In short, Rosneft has heavily invested in India and does not want to lose those investments. ExxonMobil has similarly invested heavily in Sakhalin-1 and is equally unwilling to lose its stake. India has invested in Sakhalin-1 and also receives good profits from Rosneft’s investments in the country and likewise does not want to lose everything. The only ones spoiling the situation are two people: Trump, who wants to end the war by any means, and Putin, who does not want to stop it. And who better than Putin’s longtime comrade-in-arms to try to solve this puzzle? And who better than ExxonMobil’s vice president to speak with him, especially since, according to the WSJ, the company CEO Darren Woods has already preliminarily discussed returning to the Sakhalin-1 project with Trump and apparently even got his approval? Now it’s just a matter of persuading Rockefeller—that is, Putin.

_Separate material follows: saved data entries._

PR #2725, opened 2022-07-07
Allow reserved pages contain replies of all requests in a batch

Efrat1:
* **Problem Overview**  
* Until now we had reserved pages for one request per client. That means that when client sends a batch, only one reply of it is saved to reserved pages. If a one reply (or more) of a batch is missing, the client retransmits the batch. In that case, we would like to have the replies we already sent saved to reserved pages to avoid additional consensuses and executions.
So, with this PR, the reserved pages can contain #batch_size replies (when client batching and pre-processing are enabled).
The location of a reply in client's reserved pages is determined according to request's offset in batch.
* **Testing Done** 
* unit tests and Apollo tests
* Tested locally with docker-compose

### DIFF
--- a/bftengine/include/bftengine/ClientMsgs.hpp
+++ b/bftengine/include/bftengine/ClientMsgs.hpp
@@ -42,6 +42,7 @@ struct ClientRequestMsgHeader {
   uint32_t cidLength = 0;
   uint16_t reqSignatureLength = 0;
   uint32_t extraDataLength = 0;
+  uint16_t indexInBatch = 0;
 
   // followed by the request (security information, such as signatures, should be part of the request)
 
--- a/bftengine/include/bftengine/IRequestHandler.hpp
+++ b/bftengine/include/bftengine/IRequestHandler.hpp
@@ -47,6 +47,7 @@ class IRequestsHandler {
     uint32_t maxReplySize = 0;
     char *outReply = nullptr;
     uint64_t requestSequenceNum = executionSequenceNum;
+    uint16_t reqIndexInClientBatch = 0;
     uint32_t outExecutionStatus = 1;  // UNKNOWN
     uint32_t outActualReplySize = 0;
     uint32_t outReplicaSpecificInfoSize = 0;
--- a/bftengine/src/bftengine/ClientsManager.cpp
+++ b/bftengine/src/bftengine/ClientsManager.cpp
@@ -62,9 +62,10 @@ bool ClientsManager::RequestsInfo::removeRequestsOutOfBatchBoundsSafe(NodeIdType
 void ClientsManager::RequestsInfo::removeOldPendingReqsSafe(NodeIdType clientId, ReqId reqSeqNum) {
   const lock_guard<mutex> lock(requestsMapMutex_);
   for (auto it = requestsMap_.begin(); it != requestsMap_.end();) {
-    if (it->first <= reqSeqNum) {
+    const auto oldSeqNum = it->first;
+    if (oldSeqNum <= reqSeqNum) {
+      LOG_INFO(CL_MNGR, "Remove old pending request" << KVLOG(clientId, oldSeqNum, reqSeqNum));
       it = requestsMap_.erase(it);
-      LOG_INFO(CL_MNGR, "Remove old pending request" << KVLOG(clientId, reqSeqNum));
     } else
       it++;
   }
@@ -132,47 +133,48 @@ void ClientsManager::RequestsInfo::logAllPendingRequestsExceedingThreshold(const
 
 /*************************** Class ClientsManager::RepliesInfo ***************************/
 
-void ClientsManager::RepliesInfo::deleteOldestReplyIfNeededSafe(NodeIdType clientId, uint16_t maxNumOfReqsPerClient) {
-  Time earliestTime = MaxTime;
-  ReqId earliestReplyId = 0;
-  if (repliesMap_.size() < maxNumOfReqsPerClient) return;
-  if (repliesMap_.size() > maxNumOfReqsPerClient)
+void ClientsManager::RepliesInfo::deleteReplyIfNeededSafe(NodeIdType clientId,
+                                                          ReqId reqSeqNum,
+                                                          uint16_t maxNumOfReqsPerClient,
+                                                          uint16_t reqIndex) {
+  ReqId savedReplyId = 0;
+  if (repliesBiMap_.size() > maxNumOfReqsPerClient) {
     LOG_FATAL(CL_MNGR,
               "More than maxNumOfReqsPerClient_ items in repliesInfo"
-                  << KVLOG(repliesMap_.size(), maxNumOfReqsPerClient, clientId));
-  for (auto& reply : repliesMap_) {
-    if (earliestTime > reply.second) {
-      earliestReplyId = reply.first;
-      earliestTime = reply.second;
+                  << KVLOG(repliesBiMap_.size(), maxNumOfReqsPerClient, clientId));
+  }
+
+  if (repliesBiMap_.right.find(reqIndex) != repliesBiMap_.right.end()) {
+    savedReplyId = repliesBiMap_.right.at(reqIndex);
+    if (savedReplyId > reqSeqNum) {
+      LOG_WARN(CL_MNGR, "A newer reply was already saved" << KVLOG(clientId, reqSeqNum, savedReplyId, reqIndex));
     }
   }
-  const lock_guard<mutex> lock(repliesMapMutex_);
-  if (earliestReplyId) {
-    repliesMap_.erase(earliestReplyId);
-  } else if (!repliesMap_.empty()) {
-    // Delete reply arrived through ST
-    auto const& reply = repliesMap_.cbegin();
-    earliestReplyId = reply->first;
-    earliestTime = reply->second;
-    repliesMap_.erase(reply);
+
+  if (savedReplyId) {
+    const lock_guard<mutex> lock(repliesMapMutex_);
+    repliesBiMap_.left.erase(savedReplyId);
+    LOG_DEBUG(CL_MNGR, "Deleted reply message" << KVLOG(clientId, savedReplyId, reqIndex, repliesBiMap_.size()));
   }
-  LOG_DEBUG(CL_MNGR,
-            "Deleted reply message" << KVLOG(
-                clientId, earliestReplyId, earliestTime.time_since_epoch().count(), repliesMap_.size()));
 }
 
-bool ClientsManager::RepliesInfo::insertOrAssignSafe(ReqId reqSeqNum, Time time) {
+void ClientsManager::RepliesInfo::insertOrAssignSafe(ReqId reqSeqNum, uint16_t reqIndexInBatch) {
   const lock_guard<mutex> lock(repliesMapMutex_);
-  return repliesMap_.insert_or_assign(reqSeqNum, time).second;
+  repliesBiMap_.insert(boost::bimaps::bimap<ReqId, uint16_t>::value_type(reqSeqNum, reqIndexInBatch));
 }
 
 bool ClientsManager::RepliesInfo::findSafe(ReqId reqSeqNum) {
   const lock_guard<mutex> lock(repliesMapMutex_);
-  return (repliesMap_.find(reqSeqNum) != repliesMap_.end());
+  return (repliesBiMap_.left.find(reqSeqNum) != repliesBiMap_.left.end());
 }
 
 bool ClientsManager::RepliesInfo::find(ReqId reqSeqNum) const {
-  return (repliesMap_.find(reqSeqNum) != repliesMap_.end());
+  return (repliesBiMap_.left.find(reqSeqNum) != repliesBiMap_.left.end());
+}
+
+uint16_t ClientsManager::RepliesInfo::getIndex(ReqId reqSeqNum) const {
+  const auto& replyIt = repliesBiMap_.left.find(reqSeqNum);
+  return (replyIt != repliesBiMap_.left.end()) ? replyIt->second : 0;
 }
 
 /*************************** Class ClientsManager ***************************/
@@ -204,12 +206,16 @@ ClientsManager::ClientsManager(const std::set<NodeIdType>& proxyClients,
       clientServices_{clientServices},
       internalClients_{internalClients},
       maxReplySize_(ReplicaConfig::instance().getmaxReplyMessageSize()),
-      maxNumOfReqsPerClient_(
-          ReplicaConfig::instance().clientBatchingEnabled ? ReplicaConfig::instance().clientBatchingMaxMsgsNbr : 1),
+      maxNumOfReqsPerClient_(ReplicaConfig::instance().clientBatchingEnabled &&
+                                     ReplicaConfig::instance().preExecutionFeatureEnabled
+                                 ? ReplicaConfig::instance().clientBatchingMaxMsgsNbr
+                                 : 1),
       metrics_(metrics),
       metric_reply_inconsistency_detected_{metrics_.RegisterCounter("totalReplyInconsistenciesDetected")},
       metric_removed_due_to_out_of_boundaries_{metrics_.RegisterCounter("totalRemovedDueToOutOfBoundaries")} {
-  reservedPagesPerClient_ = reservedPagesPerClient(sizeOfReservedPage(), maxReplySize_);
+  ConcordAssert(maxNumOfReqsPerClient_ > 0);
+  reservedPagesPerRequest_ = reservedPagesPerRequest(sizeOfReservedPage(), maxReplySize_);
+  reservedPagesPerClient_ = reservedPagesPerClient(sizeOfReservedPage(), maxReplySize_, maxNumOfReqsPerClient_);
   for (NodeIdType i = 0; i < ReplicaConfig::instance().numReplicas + ReplicaConfig::instance().numRoReplicas; i++) {
     clientIds_.insert(i);
   }
@@ -240,11 +246,19 @@ ClientsManager::ClientsManager(const std::set<NodeIdType>& proxyClients,
                         << KVLOG(sizeOfReservedPage(), reservedPagesPerClient_, maxReplySize_, maxNumOfReqsPerClient_));
 }
 
-uint32_t ClientsManager::reservedPagesPerClient(const uint32_t& sizeOfReservedPage, const uint32_t& maxReplySize) {
-  uint32_t reservedPagesPerClient = maxReplySize / sizeOfReservedPage;
+uint32_t ClientsManager::reservedPagesPerRequest(uint32_t sizeOfReservedPage, uint32_t maxReplySize) {
+  uint32_t reservedPagesPerReq = maxReplySize / sizeOfReservedPage;
   if (maxReplySize % sizeOfReservedPage != 0) {
-    reservedPagesPerClient++;
+    reservedPagesPerReq++;
   }
+  return reservedPagesPerReq;
+}
+
+uint32_t ClientsManager::reservedPagesPerClient(uint32_t sizeOfReservedPage,
+                                                uint32_t maxReplySize,
+                                                uint16_t maxNumReqPerClient) {
+  uint32_t reservedPagesPerReq = reservedPagesPerRequest(sizeOfReservedPage, maxReplySize);
+  uint32_t reservedPagesPerClient = reservedPagesPerReq * maxNumReqPerClient;
   reservedPagesPerClient++;  // for storing client public key
   return reservedPagesPerClient;
 }
@@ -255,34 +269,41 @@ uint32_t ClientsManager::reservedPagesPerClient(const uint32_t& sizeOfReservedPa
 // * fill clientInfo
 // * remove pending request if loaded reply is newer
 void ClientsManager::loadInfoFromReservedPages() {
-  for (auto const& clientId : clientIds_) {
+  for (auto const& [clientId, clientInfo] : clientsInfo_) {
     if (internalClients_.find(clientId) != internalClients_.end()) continue;
     if (loadReservedPage(getKeyPageId(clientId), sizeOfReservedPage(), scratchPage_.data())) {
-      auto& info = clientsInfo_[clientId];
       std::istringstream iss(scratchPage_);
-      concord::serialize::Serializable::deserialize(iss, info.pubKey);
-      ConcordAssertGT(info.pubKey.first.length(), 0);
-      KeyExchangeManager::instance().loadClientPublicKey(info.pubKey.first, info.pubKey.second, clientId, false);
+      concord::serialize::Serializable::deserialize(iss, clientInfo.pubKey);
+      ConcordAssertGT(clientInfo.pubKey.first.length(), 0);
+      KeyExchangeManager::instance().loadClientPublicKey(
+          clientInfo.pubKey.first, clientInfo.pubKey.second, clientId, false);
     }
 
-    if (!loadReservedPage(getReplyFirstPageId(clientId), sizeOfReservedPage(), scratchPage_.data())) continue;
-    ClientReplyMsgHeader* replyHeader = (ClientReplyMsgHeader*)scratchPage_.data();
-    ConcordAssert(replyHeader->msgType == 0 || replyHeader->msgType == MsgCode::ClientReply);
-    ConcordAssert(replyHeader->currentPrimaryId == 0);
-    ConcordAssert(replyHeader->replyLength >= 0);
-    ConcordAssert(replyHeader->replyLength + sizeof(ClientReplyMsgHeader) <= maxReplySize_);
+    for (uint16_t indexInBatch = 0; indexInBatch < maxNumOfReqsPerClient_; indexInBatch++) {
+      const auto pageOffset = getReplyFirstPageId(clientId) + indexInBatch * reservedPagesPerRequest_;
+      if (!loadReservedPage(pageOffset, sizeOfReservedPage(), scratchPage_.data())) continue;
+      ClientReplyMsgHeader* replyHeader = reinterpret_cast<ClientReplyMsgHeader*>(scratchPage_.data());
+      ConcordAssert(replyHeader->msgType == 0 || replyHeader->msgType == MsgCode::ClientReply);
+      ConcordAssert(replyHeader->currentPrimaryId == 0);
+      ConcordAssert(replyHeader->replyLength + sizeof(ClientReplyMsgHeader) <= maxReplySize_);
 
-    clientsInfo_[clientId].repliesInfo->deleteOldestReplyIfNeededSafe(clientId, maxNumOfReqsPerClient_);
-    const auto& res = clientsInfo_[clientId].repliesInfo->insertOrAssignSafe(replyHeader->reqSeqNum, MinTime);
-    LOG_INFO(CL_MNGR, "Added/updated reply message" << KVLOG(clientId, replyHeader->reqSeqNum, res));
-    clientsInfo_[clientId].requestsInfo->removeOldPendingReqsSafe(clientId, replyHeader->reqSeqNum);
+      clientInfo.repliesInfo->deleteReplyIfNeededSafe(
+          clientId, replyHeader->reqSeqNum, maxNumOfReqsPerClient_, indexInBatch);
+      clientInfo.repliesInfo->insertOrAssignSafe(replyHeader->reqSeqNum, indexInBatch);
+
+      LOG_INFO(CL_MNGR,
+               "Added/updated reply message" << KVLOG(clientId, replyHeader->reqSeqNum, indexInBatch, pageOffset));
+      clientInfo.requestsInfo->removeOldPendingReqsSafe(clientId, replyHeader->reqSeqNum);
+    }
   }
 }
 
 bool ClientsManager::hasReply(NodeIdType clientId, ReqId reqSeqNum) {
   try {
     const bool found = clientsInfo_.at(clientId).repliesInfo->findSafe(reqSeqNum);
-    if (found) LOG_DEBUG(CL_MNGR, "Reply found for" << KVLOG(clientId, reqSeqNum));
+    if (found) {
+      LOG_DEBUG(CL_MNGR, "Reply found for" << KVLOG(clientId, reqSeqNum));
+    }
     return found;
   } catch (const std::out_of_range& e) {
     LOG_DEBUG(CL_MNGR, "No info found for client" << KVLOG(clientId, reqSeqNum));
@@ -290,8 +311,13 @@ bool ClientsManager::hasReply(NodeIdType clientId, ReqId reqSeqNum) {
   }
 }
 
-void ClientsManager::deleteOldestReply(NodeIdType clientId) {
-  clientsInfo_[clientId].repliesInfo->deleteOldestReplyIfNeededSafe(clientId, maxNumOfReqsPerClient_);
+void ClientsManager::deleteReplyIfNeeded(NodeIdType clientId, uint16_t indexInBatch, ReqId newReqSeqNum) {
+  try {
+    clientsInfo_[clientId].repliesInfo->deleteReplyIfNeededSafe(
+        clientId, newReqSeqNum, maxNumOfReqsPerClient_, indexInBatch);
+  } catch (const std::out_of_range& e) {
+    LOG_DEBUG(CL_MNGR, "No info found for client" << KVLOG(clientId, newReqSeqNum));
+  }
 }
 
 // Reference the ClientInfo of the corresponding client:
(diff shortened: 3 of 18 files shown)


yuliasherman:
Please create a concord MR pointing to this PR and verify that the concord passes the tests. Then launch a job for 3 hours through Maestro.

bftengine/src/bftengine/ClientsManager.hpp
```diff
@@ -244,15 +248,22 @@ class ClientsManager : public ResPagesClient<ClientsManager>, public IPendingReq
...
+    void deleteReplyIfNeededSafe(NodeIdType clientId,
+                                 ReqId reqSeqNum,
+                                 uint16_t maxNumOfReqsPerClient,
+                                 uint16_t reqOffset);
+    void insertOrAssignSafe(NodeIdType clientId,
+                            ReqId reqSeqNum,
+                            uint16_t maxNumOfReqsPerClient,
+                            uint16_t requestOffset);
     bool findSafe(ReqId reqSeqNum);
+    uint16_t getOffsetSafe(ReqId reqSeqNum);
```
glevkovich, line 260: nit: 
```
uint16_t getOffsetSafe(ReqId reqSeqNum) const;
```

bftengine/src/bftengine/ClientsManager.hpp
```diff
@@ -244,15 +248,22 @@ class ClientsManager : public ResPagesClient<ClientsManager>, public IPendingReq
...
 
     bool find(ReqId reqSeqNum) const;
 
    public:
     std::mutex repliesMapMutex_;
-    std::map<ReqId, Time> repliesMap_;
+    std::map<ReqId, uint16_t> repliesMap_;
```
glevkovich, line 266: See my comment about offset, why using. uint16_t and not uint32_t or better size_t ?

glevkovich (changes requested):

bftengine/src/bftengine/ClientsManager.cpp
```diff
@@ -132,45 +132,51 @@ void ClientsManager::RequestsInfo::logAllPendingRequestsExceedingThreshold(const
...
+void ClientsManager::RepliesInfo::deleteReplyIfNeededSafe(NodeIdType clientId,
+                                                          ReqId reqSeqNum,
+                                                          uint16_t maxNumOfReqsPerClient,
+                                                          uint16_t reqOffset) {
+  ReqId oldReplyId = 0;
   if (repliesMap_.size() > maxNumOfReqsPerClient)
     LOG_FATAL(CL_MNGR,
               "More than maxNumOfReqsPerClient_ items in repliesInfo"
                   << KVLOG(repliesMap_.size(), maxNumOfReqsPerClient, clientId));
+  const lock_guard<mutex> lock(repliesMapMutex_);
```
yuliasherman, line 144: Please return the lock back where it was before. I see I forgot to add an explanation for the 'strange' locking model here. The thread safety here is between the PreProcessor thread, which is read-only, and the ReplicaImp main thread, which performs either read or write at a time. So, all write operations should be guarded as well as PrePropessor calls hasReply and isClientRequestInProcess. All other operations are safe. Please add the explaining comment to avoid misunderstanding.

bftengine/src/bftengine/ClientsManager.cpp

So why should India now give up the excellent opportunity to become one of the major exporters of petroleum products (which are also purchased by Ukraine), even if it means enduring some losses for a while? Especially since the monsoon season started in India in July, during which the country schedules refinery maintenance, and purchases of Russian oil have decreased. Of course, Trump could continue the tariff war, and then the 19th EU sanctions package will come into effect, which will include secondary sanctions against those cooperating with Russia. However, it seems that buying energy resources will not be punished by sanctions. Or maybe it will, who knows. But for now—why rush? “No need to rush,” as a character in a famous comedy film once said.
Meanwhile, while the Indian government is not ready to give up Russian oil, Igor Sechin is much busier behind the scenes than official publications suggest. What can you do: Rosneft’s profit for the first half of this year fell by 70%. In such a situation, it’s all or nothing.